Understanding a textbook example of linear mappings as matrices. I have a linear mapping $f:Q_{\leq1}[t] \to Q_{\leq1}[t]$ matrix A given by
$f(a_{1}t + a_{0}) = 2a_{1} + a_{0}$
And two bases given by
$B_{1} = \{1, t\}$ and $B_{2} = \{t+1, t-1\}$
so that
$[f]_{B1,B1} = \begin{bmatrix}
1 & 0\\
0 & 2
\end{bmatrix}$
$[f]_{B1,B2} = \begin{bmatrix}
1/2 & 1\\
-1/2 & 1
\end{bmatrix}$
$[f]_{B2,B2} = \begin{bmatrix}
3/2 & 1/2\\
1/2 & 3/2
\end{bmatrix}$
$[f]_{B2,B1} = \begin{bmatrix}
1 & -1\\
2 & 2
\end{bmatrix}$
I know this is really basic, but I am having trouble understanding how these mappings are constructed from B1 and B2. For the first one, I've figured out that it is clearly in relation to the identity matrix as a representation of B1, but beyond that I am a bit lost.
This topic is very important for me so please reply comprehensively.
 A: So, (I take it it's) $f(a_0+a_1t)=a_0+2a_1t$, or $f(\begin{pmatrix}a_0\\a_1\end{pmatrix})=\begin{pmatrix}a_0\\2a_1\end{pmatrix}$..
Once you have the first one, which you get by just applying $f$ to the elements of $B_1=\{\begin {pmatrix}1\\0\end {pmatrix},\begin {pmatrix}0\\1\end {pmatrix}\}$ and writing the results in terms of $B_1$, you get the others by applying the transition matrix (or its inverse).
The transition matrix between $B_1$ and $B_2$ is
$$P=[I]_{B_2,B_1}=\begin {pmatrix}1\quad -1\\1\quad 1\end {pmatrix}$$.  Notice that the columns are the elements of $B_2$.
Then $P^{-1}=\begin {pmatrix}1/2\quad 1/2\\-1/2\quad 1/2\end {pmatrix}$.
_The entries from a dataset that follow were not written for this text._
PR #1616, opened 2023-04-19
Unfollowed test before trying to delete or stop.

peregrineshahin:
needs testing on DEV.

### DIFF
--- a/server/fishtest/templates/run_table.mak
+++ b/server/fishtest/templates/run_table.mak
@@ -66,7 +66,12 @@
                         <i class="fas fa-trash-alt"></i>
                       </button>
                       <div class="dropdown-menu" role="menu">
-                        <form action="/tests/delete" method="POST" style="display: inline;">
+                        <form 
+                          action="/tests/delete"
+                          method="POST"
+                          style="display: inline;"
+                          onsubmit="unfollow_run('${run['_id']}'); return true;"
+                        >
                           <input type="hidden" name="csrf_token" value="${request.session.get_csrf_token()}">
                           <input type="hidden" name="run-id" value="${run['_id']}">
                           <button type="submit" class="btn btn-danger btn-mini">Confirm</button>
--- a/server/fishtest/static/js/notifications.js
+++ b/server/fishtest/static/js/notifications.js
@@ -158,30 +158,32 @@ async function main_follow_loop() {
     }
     // I won the race, other tabs should skip their fetch
     save_timestamp(current_time);
-    let json;
+    let json = [];
     let notifications = get_notifications();
     try {
-      json = await fetch_post("/api/actions", {
-        action: "finished_run",
-        run_id: { $in: notifications.content },
-      });
+      if (notifications.content?.length) {
+        json = await fetch_post("/api/actions", {
+          action: "finished_run",
+          run_id: { $in: notifications.content },
+        });
+      }
     } catch (e) {
       console.log(e);
       continue;
     }
     notifications = get_notifications();
     let work = [];
-    json.forEach((entry) => {
+    for (const entry of json) {
       let run_id = entry["run_id"];
       if (notifications.contains(run_id)) {
         work.push(entry);
         notifications.remove(run_id);
       }
-    });
+    }
     save_notifications(notifications); // make sure other tabs see up to date data
     // Instrumentation
     console.log("active notifications: ", JSON.stringify(notifications));
-    work.forEach(async (entry) => {
+    for (const entry of work) {
       run_id = entry["run_id"];
       disable_notification(run_id);
       set_notification_status(run_id);
@@ -197,7 +199,7 @@ async function main_follow_loop() {
         console.log(e);
         notify_elo(null, entry);
       }
-    });
+    }
   }
 }
 
--- a/server/fishtest/templates/tests_view.mak
+++ b/server/fishtest/templates/tests_view.mak
@@ -149,7 +149,11 @@
     <div class="row g-2 mb-2">
       % if not run['finished']:
         <div class="col-12 col-sm">
-          <form action="/tests/stop" method="POST">
+          <form
+            action="/tests/stop"
+            method="POST"
+            onsubmit="unfollow_run('${run['_id']}'); return true;"
+          >
             <input type="hidden" name="run-id" value="${run['_id']}">
             <button type="submit" class="btn btn-danger w-100">
               Stop


vondele:
Will that stop the following for everybody watching that test, or only for the person that presses stop/delete.

peregrineshahin:
only for the person that presses stop/delete.
The 'followed' tests are stored in localStorage of the browser as of the current implementation. meaning you can't force the requestor/client who uses the API to not request the following.

I will try to dig deep into how we can improve the notification system as a whole but this line, in particular, is only touching what runs "should the client" ask the server if finished or not to notify about or not at first.

P.s.: We cannot prevent such API's requests to be requested as of the current implementation of the server (i.e one can still ask about what he wants).

vdbergh:
I have thought about this issue. The correct fix for this is to do it in notifications.js by not only looking for finished_run events but also for stop_run and delete_run events. 

However then there would still be an issue with this approach. If the browser unsubscribes from tests that have been stopped then it cannot resubscribe when they are unstopped (because the actions query would still see the old stop run event and unsubscribe again).

So to really fix this (and to also handle purging correctly which can even unfinish a test) the run_id's in the notifications data structure maintained by the browser should be a given an insertion timestamp so that events which happened before the insertion timestamp are ignored.

Since the current code working sufficiently well I propose to leave it as it is, until the fix as in the previous paragraph is implemented.

vondele:
The problem of the current code is that it could be at the source of some DoS on the server. The api call can be pretty expensive (>1s depending on the payload) and with many people following tests, there seems to be an issue.

peregrineshahin:
> The correct fix for this is to do it in notifications.js by not only looking for finished_run events but also for stop_run and delete_run events.

We are not targeting the same issue here and in general, looking for `finished_run` is the only thing we want to ask about but I believe in the current form there is no guard against abuse because the whole notification system is client-sided

On another note What this PR does is to correctly fix what should be asked about, i.e in the current implementation the notification is stopped being asked if finished or not if it already notified to the client, Well there is another two cases that was a bit overlooked, which is when the user stops their tests and when the user deletes them.

vdbergh:
The actions call is very lightweight. It uses and index to fulfill the query and only returns a few records. I would expect it to take only a couple of ms (of course if the db is doing something else it might seem to take longer, but that's not the fault of the query). 

Also note that the query only happens every 20s and moreover this period is independent of the number of tabs open (the tabs share the information).  

I would expect get_elo to be much heavier.

vondele:
see https://discord.com/channels/435943710472011776/900771437177094156/1097117723659599892 for timings of all our apis a while ago.

vdbergh:
Hmm this is does not agree with my timings (which was only a few ms IIRC). I do not believe such a lightweight query can take 1.7s on average (if that were the case then people would not be using mongod). I will check again tonight.

vdbergh:
That the view "actions" would take 1.7s on average to render seems more believable (although this is still a lot).

vdbergh:
This is interesting data since we can infer from it how many user were connected.  A browses call api-actions around 180 times in one hour and there were 15297 calls. So about 80 users connected.

vondele:
I have updated timing data for the clean run today with the fleet on. Just copying here the numbers shared on discord:
```
# logging from [19/Apr/2023:13:00:00 +0000] to [19/Apr/2023:13:59:59 +0000] ########
                      /api/beat   180369   2411.841      0.013      0.000      1.799
               /api/update_task   113830   1709.715      0.015      0.000      1.748
                         /tests      315    650.689      2.066      0.120      9.526
                   /api/actions    11174    184.817      0.017      0.001      5.269
               /api/active_runs       60    153.639      2.561      1.825      4.582
           /api/request_version     2719    149.030      0.055      0.000      1.709
              /api/request_task     2380    148.228      0.062      0.011      6.231
                   /tests/user/       48     83.463      1.739      0.080      4.189
                /api/upload_pgn     2258     81.587      0.036      0.002      2.110
                       /actions       55     50.627      0.920      0.074      1.544
                  /api/get_elo/      420     45.695      0.109      0.017      1.217
                /tests/finished       68     28.863      0.424      0.151      1.622
                   /tests/view/       71     26.069      0.367      0.006      8.662
              /api/request_spsa      802     10.346      0.013      0.000      0.897
                     /tests/run        7      7.709      1.101      0.001      2.105
                       /api/nn/       55      1.334      0.024      0.003      0.483
               /tests/live_elo/       77      1.315      0.017      0.002      0.055
                  /tests/stats/       23      1.248      0.054      0.004      0.671
               /api/failed_task       29      1.244      0.043      0.004      0.824
                         /users        4      0.946      0.236      0.070      0.541
                 /users/monthly        6      0.582      0.097      0.014      0.330
                           /nns        4      0.261      0.065      0.013      0.216
                        /signup        1      0.134      0.134      0.134      0.134
                 /tests/approve        3      0.099      0.033      0.015      0.067
                  /tests/modify        1      0.086      0.086      0.086      0.086
                         /login        1      0.015      0.015      0.015      0.015

```

vdbergh:
We can see that the server is multi threaded!  The sum of the top two totals is already > 3600...

peregrineshahin:
TODO: after this is tested on DEV, put a line in PROD that removes all old localStorage entries from notifications for a while until most users open the site, so we can fix this retroactively.

vdbergh:
Do you have reference for your claim that an async function cannot be used in for each?

vdbergh:
The foreach async is a pretty bad bug! Thanks for noticing it. Perhaps this can explain some mysterious errors with duplicate notifications which I could not fix with locks.

vondele:
BTW, timing measurements during a CPU spike yesterday looked like the below, and are almost certainly triggered by the notification code:
```
# logging from [19/Apr/2023:20:26:00 +0000] to [19/Apr/2023:20:32:59 +0000] ########
                   /api/actions     1497   3971.695      2.653      0.001      9.465
                /tests/finished      569   2332.340      4.099      0.123     10.228
                       /actions      402   1623.356      4.038      0.818      5.401
                         /users      373   1461.685      3.919      0.050      9.435
                 /users/monthly      421   1368.207      3.250      0.006      9.431
                         /tests      767    289.778      0.378      0.016      6.791
                       /pending      355     75.501      0.213      0.001      1.617
               /api/active_runs        7     52.400      7.486      2.183     13.037
               /api/update_task     2340     51.006      0.022      0.001      1.554
                  /api/get_elo/      116     31.273      0.270      0.020      1.373
                      /api/beat     1823     31.045      0.017      0.000      1.565
                   /tests/user/        2     11.882      5.941      1.958      9.924
                   /tests/view/        3      9.868      3.289      0.462      8.712
                /api/upload_pgn       27      1.314      0.049      0.004      0.366
              /api/request_task       29      0.606      0.021      0.010      0.097

```

vdbergh:
> BTW, timing measurements during a CPU spike yesterday looked like the below, and are almost certainly triggered by the notification code:

Why are you saying that the CPU spike is "almost certainly caused by the notification code"? I am still not convinced.

The number of calls seems to be for about 70 people connected, which is similar to what we had before.

It is true that in this case the calls take a long time to complete but I think they are just waiting for the db (thus using no CPU time). The api call itself is very light weight. 

The notification code has been running for several months and the CPU spikes are a relatively recent phenomenon...

vondele:
some more analysis on the fishtest server (see discord, including the 10s of calls from the same IP at the same time in 20s intervals, which are the reason for some of the other PRs that you see). Right, they might be waiting on the db or other threads holding locks, but I guess that's the point?

vdbergh:
Isn't it true that the frequent spikes are a recent phenomenon? If the notification code would be that troublesome it should have been noticed much earlier...

> some more analysis on the fishtest server (see discord, including the 10s of calls from the same IP at the same time in 20s intervals, which are the reason for some of the other PRs that you see). Right, they might be waiting on the db or other threads holding locks, but I guess that's the point?

There is indeed an issue with the synchronization code between tabs which occasionally can cause multiple threads to make an api call at the same time (especially at browser restart). I do not think the impact of this is particularly large but it should be fixed by noob's PR.

vondele:
we have had phases before of large load, but things have probably been masked by other inefficiencies, and the fact that we had no setup/tools to analyze. Without fleet load, the server just handles this, but if at the same time the fleet arrives, the server collapses.

vondele:
I think it is a bit of a generic issue with providing api calls that are potentially very demanding (db searches etc). It is easy to load inadvertently the server.

vdbergh:
> I think it is a bit of a generic issue with providing api calls that are potentially very demanding (db searches etc). It is easy to load inadvertently the server.

I agree but /api/actions is not demanding... Of course if the db is otherwise occupied (with truly demanding queries) then the action query may have to wait for the db to clear. But then it is not consuming any CPU time so it is not loading the system.

vondele:
so, do we know if and how we query `/tests/finished` ?

vdbergh:
I wonder if those api measurements are not fundamentally flawed. Once one query starts hogging the db all the other apis will be delayed (and seemingly take a long time) but they will not necessarily consume any CPU time.

I think one should identify the queries that most stress the db, but I do not know how to do this. I guess all queries these days have the right indexes, so ideally one needs to have a log with the db queries and the amount of data returned. I don't if mongodb can do this.

vondele:
yes, one needs to be careful with the interpretation. However, we also have some more cProfile date on discord. Here a profile from building the homepage:
```
         1    0.016    0.016    7.485    7.485 fishtest/views.py:1379(homepage_results)
     18/10    0.000    0.000    6.937    0.694 pymongo/_csot.py:98(csot_wrapper)
         9    0.000    0.000    6.935    0.771 pymongo/mongo_client.py:1418(_retryable_read)
       280    0.001    0.000    6.861    0.025 pymongo/cursor.py:1244(next)
        12    0.000    0.000    6.861    0.572 pymongo/cursor.py:1128(_refresh)
         8    0.000    0.000    6.860    0.857 pymongo/cursor.py:1037(__send_message)
         8    0.000    0.000    6.859    0.857 pymongo/mongo_client.py:1302(_run_operation)
         8    0.000    0.000    6.854    0.857 pymongo/mongo_client.py:1324(_cmd)
         8    0.001    0.000    6.854    0.857 pymongo/server.py:76(run_operation)
         1    0.071    0.071    6.772    6.772 fishtest/rundb.py:485(aggregate_unfinished_runs)
        10    0.000    0.000    6.466    0.647 pymongo/message.py:1391(unpack_response)
        10    0.000    0.000    6.466    0.647 bson/__init__.py:1184(_decode_all_selective)
        10    0.019    0.002    6.466    0.647 bson/__init__.py:1093(decode_all)
         8    0.000    0.000    6.466    0.808 pymongo/cursor.py:1117(_unpack_response)
        10    6.445    0.644    6.447    0.645 {built-in method bson._cbson._decode_all}
         2    0.041    0.020    3.117    1.559 fishtest/rundb.py:240(get_machines)
```
https://discord.com/channels/435943710472011776/900771437177094156/1098544090804650005 
aggregate_unfinished_runs really seems costly, and most of this goes to unpack_response.

vdbergh:
It seems mongod can log execution time and "documents examined/returned" https://www.mongodb.com/docs/manual/reference/database-profiler/ . "Documents returned" is a bit misleading for Fishtest since the run documents are humongous because of the task lists (I think this is a design flaw, unfortunately encouraged by mongodb, but impossible to fix now).

ppigazzini:
> I think this is a design flaw, unfortunately encouraged by mongodb, but impossible to fix now

https://www.mongodb.com/developer/products/mongodb/mongodb-schema-design-best-practices/

server/fishtest/templates/run_table.mak
```diff
@@ -66,7 +66,12 @@
                         <i class="fas fa-trash-alt"></i>
                       </button>
                       <div class="dropdown-menu" role="menu">
-                        <form action="/tests/delete" method="POST" style="display: inline;">
+                        <form 
+                          action="/tests/delete"
+                          method="POST"
+                          style="display: inline;"
+                          onsubmit="unfollow_run('${run[\'_id\']}'); return true;"
```
ppigazzini, line 73: The quote escaping doesn't work.

peregrineshahin: > The quote escaping doesn't work
I would appreciate it if hinted I need the escaping at the first place?

vdbergh:
> > I think this is a design flaw, unfortunately encouraged by mongodb, but impossible to fix now
> 
> https://www.mongodb.com/developer/products/mongodb/mongodb-schema-design-best-practices/

Yes that link confirms what I wrote. With mongodb you are suppose to throw overboard all established principles of database design, simply because doing queries over multiple tables is cumbersome (and probably inefficient as well).

This is of course a recipe for creating unscalable designs.

vondele:
If I recall correctly, at at given point we we ran into the issue that the task list exceeded 16MB. It is much smaller now, but that makes retrieving a single run pretty expensive. If there are 80 active runs, getting just that list is roughly 1GB of data transfered.

vdbergh:
> If I recall correctly, at at given point we we ran into the issue that the task list exceeded 16MB. It is much smaller now, but that makes retrieving a single run pretty expensive. If there are 80 active runs, getting just that list is roughly 1GB of data transfered.

Yes in a normal design the tasks would be a in a separate (flat) table so retrieving runs would be very fast (no caching necessary).

ppigazzini:
> If I recall correctly, at at given point we we ran into the issue that the task list exceeded 16MB. It is much smaller now, but that makes retrieving a single run pretty expensive. If there are 80 active runs, getting just that list is roughly 1GB of data transfered.

We surely ran in the 16MB limit few times with the SPSA param_history used to draw the graph. The last time we unstuck fishtest with a light mongodb surgery (dropping the inflated SPSA run and reloading a smaller sized version from a db backup).
This commit set a size bound for the param_history. 

https://github.com/glinscott/fishtest/commit/33d35ba3fa9e61981e132f1bd55a8a35fc154b72

ppigazzini:
@peregrineshahin DEV updated, this time no errors in the logs, please check if the code is working as intended.

ppigazzini (approved):
Tested working for both "Stop" and "Delete" actions.

image

ppigazzini:

vondele:
let me add one note: tests could be stopped by any approver, while they could be followed by anybody. So somehow this is just a local solution, right?

peregrineshahin:
> let me add one note: tests could be stopped by any approver, while they could be followed by anybody. So somehow this is just a local solution, right?

Yes it is a local solution, because the notification system is a local system by now... Unless the notification system is connected to backend and the user has actual profile and his notification data is saved in the database we can't do anything about that.

vdbergh:
Yes we can, and I explained to you how. https://github.com/glinscott/fishtest/pull/1616#issuecomment-1514237494 . It is on my TODO list.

Thus $[f]_{B_1,B_2}=P^{-1}[f]_{B_1,B_1}$.
And $[f]_{B_2,B_1}=[f]_{B_1,B_1}P$.
Finally $[f]_{B_2,B_2}=P^{-1}[f]_{B_1,B_1}P$.
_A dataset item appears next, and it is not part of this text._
PR #1987, opened 2024-05-06
Set the request_task semaphore to one.

vdbergh:
The current value of 5 is never hit according to the server logs, even with large fleets connecting.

A: $f(a_1t+a_0)=2a_1t+a_0.$
To compute the first column of $[f]_{B_i,B_j}$, take the first vector of $B_i$, then its image by $f$, and finally the (two) coordinates of this image in $B_j.$ Same for the second column, starting from the second vector of $B_i.$
The coordinates of $a+bt$ in $B_1$ are $\begin{pmatrix}a\\b\end{pmatrix}.$
Since $1=\frac{(t+1)-(t-1)}2$ and $t=\frac{(t+1)+(t-1)}2,$ the coordinates in $B_2$ of $a+bt=a\frac{(t+1)-(t-1)}2+b\frac{(t+1)+(t-1)}2=\frac{a+b}2(t+1)+\frac{-a+b}2(t-1)$ are $\begin{pmatrix}\frac{a+b}2\\\frac{-a+b}2\end{pmatrix}.$
I think now you will be able to obtain your four matrices.